Women on the RISE in African conservationin Community
Women on the RISE in African conservation
A large part of Singita’s commitment to a sustainable future is an ecotourism model built on conservation principles that seek to empower the communities in the regions where we operate .
This takes many forms – from early childhood education, to small-business development – and in collaboration with our non-profit conservation partners, a number of programmes and initiatives across the continent continuously seek to create social and economic prosperity for the people who share Africa’s remaining wilderness areas.

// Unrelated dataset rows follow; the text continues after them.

PR #935, opened 2024-01-09
Remove support for Python 3.7

sirosen:
3.7 reached EOL in June, 2023, so it has been over 6 months since EOL.
As requisite maintenance, we need to update the lower bounds for what we support.

Most of the changes here are isolated into the second commit, which touches pyupgrade config and then fixes up the results.

### DIFF
--- a/.github/workflows/build.yaml
+++ b/.github/workflows/build.yaml
@@ -60,7 +60,7 @@ jobs:
     strategy:
       matrix:
         os: [ubuntu-latest]
-        python-version: ["3.7", "3.8", "3.9", "3.10", "3.11", "3.12"]
+        python-version: ["3.8", "3.9", "3.10", "3.11", "3.12"]
         # we do not want a large number of windows and macos builds, so
         # enumerate them explicitly
         include:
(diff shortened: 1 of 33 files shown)


.github/workflows/build.yaml
```diff
@@ -283,15 +283,15 @@ jobs:
 
   # use the oldest python version we support for this build
   test-ancient-virtualenv:
-    name: "test on py3.7, using old virtualenv"
```
kurtmckee, line 286: Is this test still relevant? [virtualenv 16.7.12's trove classifiers](https://pypi.org/project/virtualenv/16.7.12/) only claim to support Python 3.7 and lower (though its actual constraints are Python 2.7 and 3.4+).

My gut is that this job should be re-evaluated.

sirosen: It definitely needs to be re-evaluated.
I need to look at the commit history and check why we have this test. I remember that it was something to do with the `site` module being broken on old venvs, but it might not be relevant anymore.

I was going to check and maybe remove it after this PR, but we could fold it in here.

kurtmckee: It doesn't have to be part of this PR, but I wanted to get initial feedback for this comment before marking this as "LGTM". :grinning:

kurtmckee (approved):
"LGTM"!

PR #937, opened 2024-01-24
Improve handling of clock skew when decoding a JWT

sirosen:
- increase leeway from 64s to 300s
- add a warning about clock skew vs the server on failure

Regarding the increase from 64s to 300s, this represents a refinement of the reasoning around what our tolerance should be, based on the same relevant data + the experience of users seeing errors even in the presence of this higher tolerance. As noted in the comments, the new conclusion drawn is that the tolerance value selected by Kerberos, an existing authn framework, is a reasonable default for us to use as well. That is chosen instead of the slightly arbitrary 64s from before.

The warning is emitted if the "Date" header in the response can be parsed to show us a delta between the local system clock and the server time. It is a simple echo to stderr, to guarantee that it appears in this failure mode.

These changes have been tested manually.

### DIFF
--- a/changelog.d/20240129_181132_sirosen_improve_jwt_clock_skew_tolerance.md
+++ b/changelog.d/20240129_181132_sirosen_improve_jwt_clock_skew_tolerance.md
@@ -1,0 +1,5 @@
+### Other
+
+* `globus login` and related commands are now more tolerant of clock drift, and
+  will emit a clearer error message when clock drift is severe enough to cause
+  errors during authentication attempts.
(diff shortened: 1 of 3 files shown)


kurtmckee (changes requested):
Please add a test that exercises the new clock-skew-detection code.

This is particularly important for catching potential deprecation warnings from within the Python standard library.

sirosen:
It was really, really good for you to call for the extra discipline of adding some tests (which I skipped in favor of my manual tests).

It revealed a bug in how invalid dates are handled. More testing revealed a very subtle stdlib contract change in `email.utils` which needed a second fix. This is all good stuff to be catching now, rather than later.

---

I'm satisfied with the testing path which I took, which is basically to unit test this function for these behaviors and not worry about trying to develop a functional test for now.

kurtmckee (approved):

PR #938, opened 2024-01-25
Fix endpoint permission create principal flag value bug

derek-globus:
## What?
Fixes a bug identified in user ticket [zd-381646](https://globusonline.zendesk.com/agent/tickets/381646) where `globus endpoint permission create` failed to correctly parse the flag input values for `--anonymous` and `--all-authenticated` options.

## Testing
Added unit tests which invoke `globus endpoint permission create` with the 4 standard principal types & verifies they are passed through as expected to transfer.

### DIFF
--- a/src/globus_cli/parsing/shared_options/__init__.py
+++ b/src/globus_cli/parsing/shared_options/__init__.py
@@ -313,6 +313,7 @@ def security_principal_opts(
             f = click.option(
                 "--anonymous",
                 "principal",
+                type=click.Tuple([str, str]),
                 flag_value=("anonymous", ""),
                 help=(
                     "Allow anyone access, even without logging in "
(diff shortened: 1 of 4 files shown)


kurtmckee (approved):

src/globus_cli/parsing/shared_options/__init__.py
```diff
@@ -313,6 +313,7 @@ def decorate(f: C) -> C:
             f = click.option(
                 "--anonymous",
                 "principal",
+                type=click.Tuple([str, str]),
```
derek-globus, line 316: Note: these are necessary as without them, the value gets injected as a string rather than a tuple:
```python
principal="('anonymous', '')"
```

Women & girls’ empowerment in Singita Grumeti
Our conservation partner in Tanzania, the Grumeti Fund’s RISE (Research and Innovation for the Serengeti Ecosystem) is an applied research centre in the western Serengeti, with a mission to create innovative tools and solutions to combat the most pressing conservation challenges of our time. Fundamental to the Grumeti Fund is the belief that conservation programmes that create opportunities for women and youth will lead the way to a future where conservation actions and policies are inclusive, and as a result, contribute to better outcomes for both people and wildlife.
Built upon a platform of collaboration and education, RISE aims to develop and support research initiatives that provide tangible and resilient solutions to benefit the people and wildlife of the Serengeti ecosystem and beyond. Foundational to RISE is the commitment to support local talent and early-stage conservationists, and make space for women in conservation.
Women in conservation
Offering practical training for women in the conservation sector who are looking to gain entry into the industry, or advance their careers, the Grumeti Fund has observed that the disproportionately low number of women in the sector is certainly not due to a lack of talent, but rather a lack of the right connections or access to opportunities. “Beyond training, we want to bring women into the fold, create and share opportunities, and actively seek to connect and recommend women affiliated with our programmes for opportunities throughout Tanzania,” says Bhoke Mtatiro, head of communications and fundraising at the Grumeti Fund.

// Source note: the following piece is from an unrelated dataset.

PR #940, opened 2024-01-25
Fix incorrect parameter value specified in changelog

derek-globus:
## What?
Update the changelog to accurately specify correct flag value.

Women in the field – a skills-based training programme for Tanzanian women in the conservation sector – focuses on bringing in small groups for intensive instruction in research design, field data collection methods, and data analysis. “This programme is quadrupling this year, and we have also implemented an internship placement programme for unemployed participants – following which, participants will have the opportunity to be matched with a conservation organization in Tanzania for an internship. This is only possible due to the gracious support of several conservation organizations around Tanzania, many of whom have sent staff to serve as instructors or join as participants in previous years of the programme,” says Mtatiro.

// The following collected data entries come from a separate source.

PR #946, opened 2024-02-06
Added globus gcs endpoint role commands

derek-globus:
## What?
* Added gcs endpoint role management commands:
    * `globus gcs endpoint role create`
    * `globus gcs endpoint role list`
    * `globus gcs endpoint role show`
    * `globus gcs endpoint role delete`

* Introduced principal urn resolution as a common util function
   * This pulls urn resolution up from search index role creation into a common functionality to mitigate wheel reinvention.

## Usage
```
# Create a role for a user by username
> globus gcs endpoint role create $EP activity_manager derk@uchicago.edu
ID:        1464ecf6-c53e-11ee-9d93-0b316eac9044
Role:      activity_manager
Principal: derk@uchicago.edu

# List my roles
> globus gcs endpoint role list $EP
ID                                   | Role          | Principal       
------------------------------------ | ------------- | ----------------
8e1f2c75-140d-442e-8133-6d64cdba6bb0 | owner         | derek@globus.org
d6496578-9b6c-11ee-b77e-714fd30d1108 | administrator | derek@globus.org

# List all roles
> globus gcs endpoint role list $EP --all-roles
ID                                   | Role             | Principal        
------------------------------------ | ---------------- | -----------------
1464ecf6-c53e-11ee-9d93-0b316eac9044 | activity_manager | derk@uchicago.edu
8e1f2c75-140d-442e-8133-6d64cdba6bb0 | owner            | derek@globus.org 
d6496578-9b6c-11ee-b77e-714fd30d1108 | administrator    | derek@globus.org 

# Show a particular role
> globus gcs endpoint role show $EP 1464ecf6-c53e-11ee-9d93-0b316eac9044 
ID:        1464ecf6-c53e-11ee-9d93-0b316eac9044
Role:      activity_manager
Principal: derk@uchicago.edu

# Create a role by identity UUID
> globus gcs endpoint role create $EP activity_monitor 97dcf40b-836a-49fa-9541-1c2f74ee0cc2                       
ID:        e5e3be56-c53e-11ee-9d93-0b316eac9044
Role:      activity_monitor
Principal: derk@uchicago.edu

# Create a role by group UUID
> globus gcs endpoint role create $EP activity_manager 9dc4c59b-0b3a-11ec-9a67-afcad34eca9b --principal-type group 
ID:        96da8fb0-c53e-11ee-9d93-0b316eac9044
Role:      activity_manager
Principal: Globus Group (9dc4c59b-0b3a-11ec-9a67-afcad34eca9b)

# Attempt to create a role for a non-existent identity
> globus gcs endpoint role create $EP activity_monitor d3c543b2-8119-4ed2-bf18-bbd1e005e435
Globus CLI Error: A Globus API Error Occurred.
HTTP status:      400
code:             bad_request
message:          Role principal is not a valid Globus account

# Delete a role
> globus gcs endpoint role delete $EP 1464ecf6-c53e-11ee-9d93-0b316eac9044 
Deleted role 1464ecf6-c53e-11ee-9d93-0b316eac9044
```

### DIFF
--- a/src/globus_cli/commands/gcs/endpoint/role/create.py
+++ b/src/globus_cli/commands/gcs/endpoint/role/create.py
@@ -1,0 +1,59 @@
+import typing as t
+import uuid
+
+import click
+import globus_sdk
+
+from globus_cli.commands.gcs.endpoint.role._common import role_fields
+from globus_cli.login_manager import LoginManager
+from globus_cli.parsing import command, endpoint_id_arg
+from globus_cli.termio import TextMode, display
+from globus_cli.utils import resolve_principal_urn
+
+_VALID_ROLES = ["administrator", "activity_manager", "activity_monitor"]
+
+
+@command(
+    "show",
+)
+@endpoint_id_arg
+@click.argument("ROLE", type=click.Choice(_VALID_ROLES), metavar="ROLE")
+@click.argument("PRINCIPAL", type=str)
+@click.option(
+    "--principal-type",
+    type=click.Choice(["identity", "group"]),
+    help="Qualifier to specify what type of principal (identity or group) is provided.",
+)
+@LoginManager.requires_login("transfer")
+def create_command(
+    login_manager: LoginManager,
+    *,
+    endpoint_id: uuid.UUID,
+    role: str,
+    principal: str,
+    principal_type: t.Literal["identity", "group"] | None,
+) -> None:
+    """
+    Create a role on a GCS Endpoint.
+
+    ROLE may be one of: ["administrator", "activity_manager", "activity_monitor"].
+
+    PRINCIPAL may be either a username or a UUID/URN for an identity or group.
+
+       * If a UUID, you must also provide --principal-type.
+    """
+    gcs_client = login_manager.get_gcs_client(endpoint_id=endpoint_id)
+    auth_client = login_manager.get_auth_client()
+
+    # Format the principal into a URN
+    principal_urn = resolve_principal_urn(
+        auth_client=auth_client,
+        principal_type=principal_type,
+        principal=principal,
+    )
+
+    res = gcs_client.create_role(
+        globus_sdk.GCSRoleDocument(role=role, principal=principal_urn)
+    )
+
+    display(res, text_mode=TextMode.text_record, fields=role_fields(auth_client))
--- a/src/globus_cli/commands/gcs/endpoint/role/create.py
+++ b/src/globus_cli/commands/gcs/endpoint/role/create.py
@@ -29,7 +29,7 @@ def create_command(
     login_manager: LoginManager,
     *,
     endpoint_id: uuid.UUID,
-    role: t.Literal["administrator", "activity_manager", "activity_monitor"],
+    role: _VALID_ROLES,
     principal: str,
     principal_type: t.Literal["identity", "group"] | None,
 ) -> None:
--- a/src/globus_cli/commands/gcs/endpoint/role/create.py
+++ b/src/globus_cli/commands/gcs/endpoint/role/create.py
@@ -1,3 +1,5 @@
+from __future__ import annotations
+
 import typing as t
 import uuid
 
@@ -29,7 +31,7 @@ def create_command(
     login_manager: LoginManager,
     *,
     endpoint_id: uuid.UUID,
-    role: str,
+    role: t.Literal["administrator", "activity_manager", "activity_monitor"],
     principal: str,
     principal_type: t.Literal["identity", "group"] | None,
 ) -> None:
--- a/src/globus_cli/commands/gcs/endpoint/role/create.py
+++ b/src/globus_cli/commands/gcs/endpoint/role/create.py
@@ -12,14 +12,12 @@ from globus_cli.parsing import command, endpoint_id_arg
 from globus_cli.termio import TextMode, display
 from globus_cli.utils import resolve_principal_urn
 
-_VALID_ROLES = ["administrator", "activity_manager", "activity_monitor"]
+_VALID_ROLES = t.Literal["administrator", "activity_manager", "activity_monitor"]
 
 
-@command(
-    "show",
-)
+@command("create")
 @endpoint_id_arg
-@click.argument("ROLE", type=click.Choice(_VALID_ROLES), metavar="ROLE")
+@click.argument("ROLE", type=click.Choice(t.get_args(_VALID_ROLES)), metavar="ROLE")
 @click.argument("PRINCIPAL", type=str)
 @click.option(
     "--principal-type",
@@ -38,11 +36,11 @@ def create_command(
     """
     Create a role on a GCS Endpoint.
 
-    ROLE may be one of: ["administrator", "activity_manager", "activity_monitor"].
+    ROLE must be one of "administrator", "activity_manager", or "activity_monitor".
 
-    PRINCIPAL may be either a username or a UUID/URN for an identity or group.
-
-       * If a UUID, you must also provide --principal-type.
+    PRINCIPAL must be a username, UUID, or URN associated with a globus identity or
+    group.
+    If UUID, use `--principal-type` to specify the type (defaults to "identity").
     """
     gcs_client = login_manager.get_gcs_client(endpoint_id=endpoint_id)
     auth_client = login_manager.get_auth_client()
--- a/src/globus_cli/commands/gcs/endpoint/role/delete.py
+++ b/src/globus_cli/commands/gcs/endpoint/role/delete.py
@@ -7,9 +7,7 @@ from globus_cli.parsing import command, endpoint_id_arg
 from globus_cli.termio import TextMode, display
 
 
-@command(
-    "show",
-)
+@command("delete")
 @endpoint_id_arg
 @click.argument("ROLE_ID", type=click.UUID)
 @LoginManager.requires_login("transfer")
--- a/src/globus_cli/commands/gcs/endpoint/role/delete.py
+++ b/src/globus_cli/commands/gcs/endpoint/role/delete.py
@@ -1,0 +1,27 @@
+import uuid
+
+import click
+
+from globus_cli.login_manager import LoginManager
+from globus_cli.parsing import command, endpoint_id_arg
+from globus_cli.termio import TextMode, display
+
+
+@command(
+    "show",
+)
+@endpoint_id_arg
+@click.argument("ROLE_ID", type=click.UUID)
+@LoginManager.requires_login("transfer")
+def delete_command(
+    login_manager: LoginManager,
+    *,
+    endpoint_id: uuid.UUID,
+    role_id: uuid.UUID,
+) -> None:
+    """Delete a role from a GCS Endpoint."""
+    gcs_client = login_manager.get_gcs_client(endpoint_id=endpoint_id)
+
+    res = gcs_client.delete_role(role_id)
+
+    display(res, text_mode=TextMode.text_raw, response_key="message")
--- a/src/globus_cli/commands/gcs/endpoint/role/list.py
+++ b/src/globus_cli/commands/gcs/endpoint/role/list.py
@@ -6,14 +6,11 @@ from globus_sdk.paging import Paginator
 from globus_cli.commands.gcs.endpoint.role._common import role_fields
 from globus_cli.login_manager import LoginManager
 from globus_cli.parsing import command, endpoint_id_arg
-from globus_cli.services.transfer import iterable_response_to_dict
 from globus_cli.termio import display
 from globus_cli.utils import PagingWrapper
 
 
-@command(
-    "show",
-)
+@command("list")
 @endpoint_id_arg
 @click.option(
     "--all-roles", is_flag=True, help="Show all roles, not just yours.", default=False
@@ -30,13 +27,11 @@ def list_command(
     auth_client = login_manager.get_auth_client()
 
     paginator = Paginator.wrap(gcs_client.get_role_list)
-    if all_roles:
-        res = PagingWrapper(paginator(include="all_roles").items())
-    else:
-        res = PagingWrapper(paginator().items())
+    paginated_call = paginator(include="all_roles") if all_roles else paginator()
+    paging_wrapper = PagingWrapper(paginated_call.items(), json_conversion_key="DATA")
 
     display(
-        res,
+        paging_wrapper,
         fields=role_fields(auth_client),
-        json_converter=iterable_response_to_dict,
+        json_converter=paging_wrapper.json_converter,
     )
--- a/src/globus_cli/commands/gcs/endpoint/role/list.py
+++ b/src/globus_cli/commands/gcs/endpoint/role/list.py
@@ -1,0 +1,42 @@
+import uuid
+
+import click
+from globus_sdk.paging import Paginator
+
+from globus_cli.commands.gcs.endpoint.role._common import role_fields
+from globus_cli.login_manager import LoginManager
+from globus_cli.parsing import command, endpoint_id_arg
+from globus_cli.services.transfer import iterable_response_to_dict
+from globus_cli.termio import display
+from globus_cli.utils import PagingWrapper
+
+
+@command(
+    "show",
+)
+@endpoint_id_arg
+@click.option(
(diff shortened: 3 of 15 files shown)


src/globus_cli/commands/gcs/endpoint/role/list.py
```diff
@@ -0,0 +1,42 @@
+import uuid
+
+import click
+from globus_sdk.paging import Paginator
+
+from globus_cli.commands.gcs.endpoint.role._common import role_fields
+from globus_cli.login_manager import LoginManager
+from globus_cli.parsing import command, endpoint_id_arg
+from globus_cli.services.transfer import iterable_response_to_dict
```
sirosen, line 9: It feels slightly awkward / boundary-breaking to me that we'd have a non-Transfer-API command which pulls in a data handler from Transfer tools. On the other hand, I can understand why you'd prefer not to make things different unnecessarily, and the helper doesn't _really_ have anything to do with Transfer (other than aping its payload format a little).

Since we're already putting some supporting tools into `utils`, maybe we should do one more in this PR? Here's a slightly revamped version of this helper which might be nice:
```python
def iterable_response_to_dict(iterator: t.Iterable[t.Any], *, key: str = "DATA") -> dict[str, list[t.Any]]:
    output_dict: dict[str, list[t.Any]] = {key: []}
    for item in iterator:
        try:
            value = item.data
        except AttributeError:
            value = item
        output_dict[key].append(value)
    return output_dict
```

What do you think?

src/globus_cli/commands/gcs/endpoint/role/list.py
```diff
@@ -0,0 +1,42 @@
...
+) -> None:
+    """List all roles on a GCS Endpoint associated with you."""
+    gcs_client = login_manager.get_gcs_client(endpoint_id=endpoint_id)
+    auth_client = login_manager.get_auth_client()
+
+    paginator = Paginator.wrap(gcs_client.get_role_list)
+    if all_roles:
+        res = PagingWrapper(paginator(include="all_roles").items())
+    else:
+        res = PagingWrapper(paginator().items())
```
sirosen, line 36: I want to note and acknowledge -- but explicitly not try to address here -- that it would be nice to have the `json_converter` behavior built into `PagingWrapper` more deeply. These pieces were added incrementally over time, and could do with a bit of a clean redesign.
(Also setting aside the idea of changing how CLI pagination should work: I mean that even if we're keeping exactly the same behavior, we could probably have a tidier implementation.)

I'm glad that the tools we have continue to work to put together new commands, but there's nothing like seeing it in code review to drive home that these pieces don't quite click together the way I'd like.

src/globus_cli/commands/gcs/endpoint/role/list.py
```diff
@@ -0,0 +1,42 @@
...
+from globus_cli.commands.gcs.endpoint.role._common import role_fields
+from globus_cli.login_manager import LoginManager
+from globus_cli.parsing import command, endpoint_id_arg
+from globus_cli.services.transfer import iterable_response_to_dict
+from globus_cli.termio import display
+from globus_cli.utils import PagingWrapper
+
+
+@command(
+    "show",
```
sirosen, line 15:
```suggestion
    "list",
```
typop

src/globus_cli/commands/gcs/endpoint/role/delete.py
```diff
@@ -0,0 +1,27 @@
...
+
+import click
+
+from globus_cli.login_manager import LoginManager
+from globus_cli.parsing import command, endpoint_id_arg
+from globus_cli.termio import TextMode, display
+
+
+@command(
+    "show",
```
sirosen, line 11:
```suggestion
    "delete",
```

typoo

src/globus_cli/commands/gcs/endpoint/role/create.py
```diff
@@ -0,0 +1,61 @@
...
+    principal_type: t.Literal["identity", "group"] | None,
+) -> None:
+    """
+    Create a role on a GCS Endpoint.
+
+    ROLE may be one of: ["administrator", "activity_manager", "activity_monitor"].
+
+    PRINCIPAL may be either a username or a UUID/URN for an identity or group.
+
+       * If a UUID, you must also provide --principal-type.
```
sirosen, line 45: I would make some pretty minor adjustments to this text on three points:
- "may" -> "must", "is"
- unwrap that list of roles by removing the brackets and adding `and`
- correct `--principal-type` to note the default

```suggestion
    ROLE must be one "administrator", "activity_manager", or "activity_monitor".

    PRINCIPAL is either a username or a UUID/URN for an identity or group.
    If it is a UUID, use `--principal-type` to provide the type (defaults to "identity").
```

That third point is the most important. Regarding the other changes, I'm really just polishing things a little. I think we already throw a lot of string syntaxes at users (e.g. `{foo,bar}` vs `[foo|bar]` vs ...) and I want to try to reduce the degree of that.

src/globus_cli/utils.py
```diff
@@ -216,3 +220,90 @@ def __init__(
...
+        if principal.startswith("urn:globus:auth:identity:"):
+            return principal
+
+        if not principal.startswith("urn:"):
+            resolved = auth_client.maybe_lookup_identity_id(principal)
+            if resolved:
+                return f"urn:globus:auth:identity:{resolved}"
+
+        raise click.UsageError(
+            f"{principal_type_key} identity but '{principal}' is not a valid "
```
sirosen, line 281: Should we quote the leading bit?

```suggestion
            f"'{principal_type_key} identity' but '{principal}' is not a valid "
```

src/globus_cli/utils.py
```diff
@@ -216,3 +220,90 @@ def __init__(
...
+    elif principal_type == "group":
+        if principal.startswith("urn:globus:groups:id:"):
+            return principal
+
+        resolved = principal if _is_uuid(principal) else None
+        if resolved:
+            return f"urn:globus:groups:id:{resolved}"
+
+        raise click.UsageError(
+            f"{principal_type_key} group but '{principal}' is not a valid group UUID or"
```
sirosen, line 295: As above, maybe?

```suggestion
            f"'{principal_type_key} group' but '{principal}' is not a valid group UUID or"
```

src/globus_cli/commands/gcs/endpoint/role/create.py
```diff
@@ -0,0 +1,61 @@
...
+import click
+import globus_sdk
+
+from globus_cli.commands.gcs.endpoint.role._common import role_fields
+from globus_cli.login_manager import LoginManager
+from globus_cli.parsing import command, endpoint_id_arg
+from globus_cli.termio import TextMode, display
+from globus_cli.utils import resolve_principal_urn
+
+_VALID_ROLES = ["administrator", "activity_manager", "activity_monitor"]
```
sirosen, line 15: Just as a cute idea, how do you like this?

```suggestion
_VALID_ROLES_T = t.Literal["administrator", "activity_manager", "activity_monitor"]
_VALID_ROLES: tuple[str, ...] = t.get_args(_VALID_ROLES_T)
```

sirosen (changes requested):
Per usual, this assignment is getting a 9/10 at least from the grader. :wink: 

I think there are some minor improvements we can make, noted, and I want to review the tests. I didn't quite get to those. But the implementation looks solid and I think that moving the existing capability for handling this into a simple helper is a very good "next adjacent move" for us. We may continue to refine this, but IMO it's a step in the right direction.

src/globus_cli/commands/gcs/endpoint/role/create.py
derek-globus: Sure I can make these. You may be able to tell but I wrote this docstring while UUIDs didn't assume that principal type was identity & apparently forgot to come back and update it.

src/globus_cli/utils.py
derek-globus: Sure

src/globus_cli/commands/gcs/endpoint/role/create.py
derek-globus: Sure

src/globus_cli/commands/gcs/endpoint/role/list.py
derek-globus: Can you guess which command I wrote first 😬

src/globus_cli/commands/gcs/endpoint/role/list.py
derek-globus: Yeah, I considered peeking under the hood to iterate on this design (no pun intended) but had already let a bit of scope creep into this change with the principal type resolution & didn't want to add more.

src/globus_cli/commands/gcs/endpoint/role/list.py
derek-globus: Sure, I'm happy with the rewrite.

One disagreement, I don't like using a generic `utils.py`. I did it in this PR because I couldn't think of a more specific place to put a common function like `resolve_principal_urn`.

This function however does have a specific usage pattern, which is termio formatting (there are 7 usage sites across the CLI, all of which are calls to `display(..., json_converter=iterable_response_to_dict)`), so I'd prefer to put it in the `termio` package.

Things that grow together go together.

derek-globus: Okay, I didn't rewrite but I removed the transfer import.

While moving this stuff around, I noticed that somebody (2022-sirosen) had added [basically duplicate functionality](https://github.com/globus/globus-cli/blob/main/src/globus_cli/utils.py#L153-L164) in the PagingWrapper itself so I used that instead.

The only notable distinction is that transfer's `iterable_response_to_dict` attempts to extract data from a `data` attribute from the item falling back to the item itself if a `data` attribute doesn't exist. For this usage, a `data` attribute doesn't exist so it's identical.

sirosen: > One disagreement, I don't like using a generic `utils.py` ...

I disagree with your disagreement! We actually agree! :upside_down_face: 

I view `utils.py` (and worse, `utils/`) as a code-smell in many cases. It too often represents "I've given up on namespacing this thing."
Waaay back in time I used to be a bit more of a maniac about it and try to actually eliminate a `utils.py` module from codebases. I've since grown more lenient -- especially for things like "functions I wish were in the stdlib or builtins in the context of this codebase." But there's a danger of growing too lax and starting to just dump your whole application into there. So, yeah, if we want output munging tools, `termio` is a nice place for them.


> I noticed that somebody (2022-sirosen)

I never did like that guy much. :stuck_out_tongue_winking_eye: 

I'm good with the way you rewrote it. We can, as we agree, iterate further in the future.

tests/unit/test_utils.py
```diff
@@ -94,3 +96,146 @@ def foo(bar):
...
+        assert (
+            urn == "urn:globus:auth:identity:64831427-e501-420b-93da-9e4efee3dd51"
+            or urn == "urn:globus:groups:id:449718d5-32b2-48ba-bd46-e045deab5430"
+        )
+    except click.UsageError as e:
+        assert expect_error
+        assert e.message == (
+            f"'--principal-type' was unspecified and '{principal}' was not resolvable "
+            f"to a globus identity."
+        )
```
sirosen, line 145: I'm finding this pattern in the tests, of trying, then having assertions in the `try`-block, and otherwise branching to the `except`-block, to be hard to read. I think the main thing is that the part which is common to both paths (`resolve_principal_urn(...)`) is grouped with assertions that are only relevant in half of the cases.

So, with that motivation in mind, I'm going to suggest this change, to move the `assert`s down into an else block:
```suggestion
    except click.UsageError as e:
        assert expect_error
        assert e.message == (
            f"'--principal-type' was unspecified and '{principal}' was not resolvable "
            f"to a globus identity."
        )
    else:
        assert not expect_error
        assert (
            urn == "urn:globus:auth:identity:64831427-e501-420b-93da-9e4efee3dd51"
            or urn == "urn:globus:groups:id:449718d5-32b2-48ba-bd46-e045deab5430"
        )
```

How would you feel about such a change across this whole test file?

I'm trying to respond to the fact that I was confused a bit on my first read, but I'll also note that I _did_ adjust and was able to understand all of the tests, so it's not critical.

derek-globus: I find the proposed structure a lot harder to read actually. It's pretty really unintituitve to me that I'd look for the good path after the error declaration in a different nested block (a reason I'd only use try/except/else in very extreme contexts).

Would explicit comments chunking out the sections make the reading experience better for you with the existing structure? I want to be very sympathetic to the plight of a code reader.

Something like 
```python
    #  === Setup ===
    auth_client = unittest.mock.Mock(spec=CustomAuthClient)
    resolved_id = "64831427-e501-420b-93da-9e4efee3dd51" if resolve_id else None
    auth_client.maybe_lookup_identity_id.return_value = resolved_id

    try:
        # === Act ===
        urn = resolve_principal_urn(
            auth_client=auth_client,
            principal=principal,
            principal_type=None,
        )

       # === Verify Expected Success ===
       assert not expect_error
       assert (
            urn == "urn:globus:auth:identity:64831427-e501-420b-93da-9e4efee3dd51"
            or urn == "urn:globus:groups:id:449718d5-32b2-48ba-bd46-e045deab5430"
       )
    except click.UsageError as e:
        # === Verify Expected Failure ===
        assert expect_error
        assert e.message == (
            f"'--principal-type' was unspecified and '{principal}' was not resolvable "
            f"to a globus identity."
        )
```

sirosen: I think the comments help a little but don't really resolve the readability quirk -- TBH, if that's the only option, I'd just as soon leave it all alone.

For me, the disorientation comes from the fact that `try-except` is actually encoding branching here -- which is not what it does as flow-control, but is what it's doing vis-a-vis test logic. `try-except-else` is a branching construct, so it logically fits what the test is doing much better (whether or not you find it readable is a separate matter from how the language defines these constructs).

Perhaps this is over-valuing terseness and avoiding repetition which would be an improvement to readability. The following reconstruction seems like the most straightforward way to encode this:
```python
    if expect_error:
        with pytest.raises(
            click.UsageError, 
            match=(
                f"'--principal-type' was unspecified and '{principal}' was not resolvable "
                "to a globus identity."
            ),
        ):
            resolve_principal_urn(
                auth_client=auth_client,
                principal=principal,
                principal_type=None,
            )
    else:
        urn = resolve_principal_urn(
            auth_client=auth_client,
            principal=principal,
            principal_type=None,
        )
        assert (
             urn == "urn:globus:auth:identity:64831427-e501-420b-93da-9e4efee3dd51"
             or urn == "urn:globus:groups:id:449718d5-32b2-48ba-bd46-e045deab5430"
        )
```

---

> It's pretty unintituitve to me to look for the happy path in a different nested block after the error declaration (a reason I'd only use try/except/else in very extreme contexts).

We could probably have a much richer/fuller conversation about `try-except-else-finally` sometime, but I think we should avoid drawing conclusions from test code regarding these constructs which we'd carry into production code.

If this were _not_ a test, I would be much more vigorously requesting that we scope down the `try` block to only the action which has some known chance of failing -- the considerations are different for the different contexts.

derek-globus: I don't think we're gonna agree on this one.

I'm fairly familiar with the branching logic of `try-except-else-finally`.
In this case, I think that the most formally accurate approach (`try-except-else`) is both:
 1. quite a bit more unintuitive to read
 2. only more formally accurate in an trivially unimpactful way (if of the two assertions somehow raises a click UsageError we'd apply error-expectation semantics which would fail with a slightly more inaccurate error path)

---

I think we're spending too long on this part of the PR though so I'll update to your `try/except/else` semantics as that's the most palatable of the options you're happy with for me & it's minor enough that I'd rather not spend more cycles on it.

New rev coming.

sirosen: All a very fair assessment. We might be too far apart on this to agree quickly, and it's too minor of a topic for us to devote too much time to it.

I would have also been okay with us agreeing to close this as "we don't agree and therefore we'll leave it as it was", but I appreciate you biasing towards my input as a reviewer.
Readability is very subjective, so it's not something I like to push too hard, but I am always pretty eager to discuss it. Rather than continuing to belabor this topic though... Approval incoming. :wink:

sirosen (approved):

Other avenues through which RISE supports women in the field are through graduate student research support (financial and supervisory support for Tanzanian women in graduate student programs in Tanzania and abroad) whereby students have access to organizational expertise, top tier facilities, and can make use of long-term monitoring and research data in their work. “Graduate student support is not restricted to women but we are consciously committed to maintaining gender balance,” notes Mtatiro.
RISE is incidentally also run by an all-women team who keep the wheels turning – from the day-to-day operations to those running long-term research projects and training programmes.
Mission & vision for the future
As far as long-term goals, the facility aims to develop and support research targeting tangible solutions to benefit the people and wildlife of the Serengeti ecosystem and beyond.
“Conservation will only be effective when a diversity of perspectives that represent those who utilize natural resources, live alongside wildlife, and potentially benefit from conservation are actively involved in every facet of conservation – from research, to management, to policy development. We believe that one of the best ways to do that is to consciously support and include women in every facet of the work that we do,” says Mtatiro.